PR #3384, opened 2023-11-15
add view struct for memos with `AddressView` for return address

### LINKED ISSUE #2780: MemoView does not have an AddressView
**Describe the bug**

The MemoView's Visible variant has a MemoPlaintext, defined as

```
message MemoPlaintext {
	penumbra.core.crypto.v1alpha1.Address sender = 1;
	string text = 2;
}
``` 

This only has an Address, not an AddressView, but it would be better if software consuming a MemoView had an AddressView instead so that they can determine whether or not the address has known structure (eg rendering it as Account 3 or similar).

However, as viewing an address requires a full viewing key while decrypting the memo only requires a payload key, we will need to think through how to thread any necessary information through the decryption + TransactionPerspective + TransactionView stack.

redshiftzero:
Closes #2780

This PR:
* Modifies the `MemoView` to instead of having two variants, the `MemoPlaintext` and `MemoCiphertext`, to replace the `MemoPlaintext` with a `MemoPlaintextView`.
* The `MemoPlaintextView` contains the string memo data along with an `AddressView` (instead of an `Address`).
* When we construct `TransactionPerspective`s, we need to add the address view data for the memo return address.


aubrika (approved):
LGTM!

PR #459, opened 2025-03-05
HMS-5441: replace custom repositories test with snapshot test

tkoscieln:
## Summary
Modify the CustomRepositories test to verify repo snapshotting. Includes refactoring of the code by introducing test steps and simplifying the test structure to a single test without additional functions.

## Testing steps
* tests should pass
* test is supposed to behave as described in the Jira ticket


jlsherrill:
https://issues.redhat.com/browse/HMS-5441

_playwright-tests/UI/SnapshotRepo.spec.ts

> _Exercise_
Could you restate every entry above word for word?

> _Written response_
PR #3384, opened 2023-11-15
add view struct for memos with `AddressView` for return address

### LINKED ISSUE #2780: MemoView does not have an AddressView
**Describe the bug**

The MemoView's Visible variant has a MemoPlaintext, defined as

```
message MemoPlaintext {
	penumbra.core.crypto.v1alpha1.Address sender = 1;
	string text = 2;
}
``` 

This only has an Address, not an AddressView, but it would be better if software consuming a MemoView had an AddressView instead so that they can determine whether or not the address has known structure (eg rendering it as Account 3 or similar).

However, as viewing an address requires a full viewing key while decrypting the memo only requires a payload key, we will need to think through how to thread any necessary information through the decryption + TransactionPerspective + TransactionView stack.

redshiftzero:
Closes #2780

This PR:
* Modifies the `MemoView` to instead of having two variants, the `MemoPlaintext` and `MemoCiphertext`, to replace the `MemoPlaintext` with a `MemoPlaintextView`.
* The `MemoPlaintextView` contains the string memo data along with an `AddressView` (instead of an `Address`).
* When we construct `TransactionPerspective`s, we need to add the address view data for the memo return address.


aubrika (approved):
LGTM!

PR #459, opened 2025-03-05
HMS-5441: replace custom repositories test with snapshot test

tkoscieln:
## Summary
Modify the CustomRepositories test to verify repo snapshotting. Includes refactoring of the code by introducing test steps and simplifying the test structure to a single test without additional functions.

## Testing steps
* tests should pass
* test is supposed to behave as described in the Jira ticket


jlsherrill:
https://issues.redhat.com/browse/HMS-5441

_playwright-tests/UI/SnapshotRepo.spec.ts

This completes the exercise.